• _About this task_: Give the listing below again in full, exactly as written.

• _Supplied material_:
PR #783, opened 2023-06-28
fix(Relayer): Fix Relayer realizedLpFeePct computation

pxrl:
Rather than the SpokePool block mapped to a HubPool block, the relevant block for the LP fee is resolved via the quoteTimestamp on the deposit.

• _Task response_:
PR #783, opened 2023-06-28
fix(Relayer): Fix Relayer realizedLpFeePct computation

pxrl:
Rather than the SpokePool block mapped to a HubPool block, the relevant block for the LP fee is resolved via the quoteTimestamp on the deposit.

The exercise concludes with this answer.